The moment his fangs sank deep, the balcony disappeared. The moon disappeared. Everything disappeared but the sensation of him.

But then, something shifted.

Julian let out a choked sound, a low growl that turned into a gasp of shock. He didn't pull away—he clamped down harder, his hands gripping my waist so tight I thought my ribs would snap.

My blood wasn't just flowing into him; it was fighting him. I felt a surge of energy, a white-hot lightning bolt that shot from my heart through his fangs and into his body. It was a power I didn't recognize, a humming, vibrating force that made my vision turn violet.

Julian ripped himself away, stumbling back against the opposite railing.

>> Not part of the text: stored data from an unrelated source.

PR #165, opened 2025-05-01
cosaPod: archive cosa git info and RPMs

jlebon:
The git info is already printed but having it be a proper archive makes it easier to access.

Also archive the full rpmdb package list.

### DIFF
--- a/vars/cosaPod.groovy
+++ b/vars/cosaPod.groovy
@@ -15,7 +15,11 @@ def call(params = [:], Closure body) {
     params['cmd'] = ["/usr/bin/dumb-init", "/usr/bin/sleep", "infinity"]
 
     pod(params) {
-        shwrap("cat /cosa/coreos-assembler-git.json || :")
+        shwrap("(cat /cosa/coreos-assembler-git.json || :) | tee coreos-assembler-git.json")
+        archiveArtifacts artifacts: "coreos-assembler-git.json"
+        shwrap("rpm -qa | sort > coreos-assembler-rpmdb.txt")
+        archiveArtifacts artifacts: "coreos-assembler-rpmdb.txt"
+        shwrap("rm coreos-assembler-git.json coreos-assembler-rpmdb.txt")
         body()
     }
 }


jlebon:
(Untested to be clear)

vars/cosaPod.groovy
```diff
@@ -15,7 +15,11 @@ def call(params = [:], Closure body) {
     params['cmd'] = ["/usr/bin/dumb-init", "/usr/bin/sleep", "infinity"]
 
     pod(params) {
-        shwrap("cat /cosa/coreos-assembler-git.json || :")
+        shwrap("(cat /cosa/coreos-assembler-git.json || :) | tee coreos-assembler-git.json")
+        archiveArtifacts artifacts: "coreos-assembler-git.json"
+        shwrap("rpm -qa | sort > coreos-assembler-rpmdb.txt")
+        archiveArtifacts artifacts: "coreos-assembler-rpmdb.txt"
+        shwrap("rm coreos-assembler-git.json coreos-assembler-rpmdb.txt")
```
dustymabe, line 22: I'm happy with this, but WDYT about including the list of RPMs inside the `coreos-assembler-git.json` from the beginning. Then it will get placed in our builds dir and uploaded too and we can even add support for displaying the diff to `cosa diff --source-control --from= --to=`.

jlebon: AFAIK we don't currently upload `coreos-assembler-git.json` separately but instead inlined as part of `meta.json`. Adding the rpm list there would make sense but probably not in `meta.json`. I'd probably just have `cmd-build` be the thing that creates that file in the builds dir from a fresh `rpm -qa | sort` query. I like how it plays into `cosa diff`.

Anyway, I guess even with the above, this is still useful to have I think to make it more easily accessible from the Jenkins interface itself.

dustymabe: > AFAIK we don't currently upload `coreos-assembler-git.json` separately 

Yeah. I guess we don't output that one to the build dir like we do: https://builds.coreos.fedoraproject.org/prod/streams/stable/builds/42.20250410.3.2/x86_64/coreos-assembler-config-git.json

dustymabe (approved):
LGTM

jlebon:
OK, I didn't test this. But will try it out as soon as I merge it to verify that it works as expected.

He looked like he'd been electrocuted. His chest was heaving, his face flushed with a dark, unnatural color.

"What... what are you?" he wheezed, his voice sounding raw, broken.

I slumped against the pillar, my hand flying to my neck. The wound was already closing, the skin tingling with a heat that shouldn't have been there. I felt... different. I felt awake. For the first time in my life, the world didn't look like a series of shadows. It looked like a map of energy.

"I don't know," I whispered, my voice sounding deeper, steadier. "What did you do to me?"

"What did I do?" Julian growled. He looked down at his hands. They were shaking. His fangs hadn't retracted; they were fully extended, dripping with my blood, and his eyes were so red they looked like they were bleeding. "Your blood... it's not just blood. It's a Song."

"A song?" I took a step toward him, emboldened by the sudden, terrifying strength in my legs. "What are you talking about?"

He looked at me, and for the first time, I didn't see a predator. I saw a man who had just looked into the sun and realized he was blind.

"The Blood-Singer," he whispered, the words sounding like a curse. "The legends... they said the blood would be like a drug. Like a god's nectar. I thought it was a myth. A fairy tale told to keep the Houses in line."

He lunged at me again, but this time he didn't pin me. He grabbed my shoulders, his face inches from mine, his expression a mask of pure, unadulterated hunger.

"I can't let you go," he snarled, his voice vibrating with a need that felt physical, like a rope pulling us together. "I can't let anyone else have you. If the Council smells this on you... if Silas tastes even a drop..."

"Let me go, Julian!" I fought him, but the more I struggled, the more the violet light pulsed in my vision. "You've had your taste. Isn't that enough?"

"Enough?" He let out a jagged, humorless laugh. "Sienna, I've spent three hundred years starving, and I didn't even know it until three minutes ago. You aren't just a hunter. You're a catalyst. You're the key to everything I've ever wanted."

"I am a person!" I screamed, slamming my palms into his chest. This time, he actually stumbled. The strength in my arms was terrifying. "I am not a key! I am not a snack! I am a Slayer!"

"You were a Slayer," Julian corrected, his eyes darkening, the hunger in them turning into something even more dangerous: possession. "Now, you're the most valuable thing in this city. And I am the only one strong enough to keep you."

He reached for me again, and this time, I didn't fight. My head swam, the sudden surge of energy from my blood hitting a wall of exhaustion. The "Blood-Singer" high, or whatever it was, was receding, leaving me hollow and cold.

"I hate you," I whispered as the world began to tilt.

"I know," Julian murmured, his voice sounding like it was coming from the end of a long tunnel. He caught me as my knees gave out, his arms wrapping around me with a terrifying, absolute finality. "But you'll learn to love the cage, little wolf. Especially when the rest of the world is trying to tear you apart."

As the darkness rushed in to claim me, I felt him press a kiss to the wound on my neck—a brand, a promise, and a death sentence all in one.

But as my consciousness flickered out, a single, chilling thought echoed in the back of my mind, a whisper that didn't sound like Julian and didn't sound like me.

The silence followed, heavy and suffocating, leaving me with a mystery that tasted like copper and felt like betrayal.

Why did the Silver Thorne train me to kill him, if they knew my blood was the only thing that could make him a god?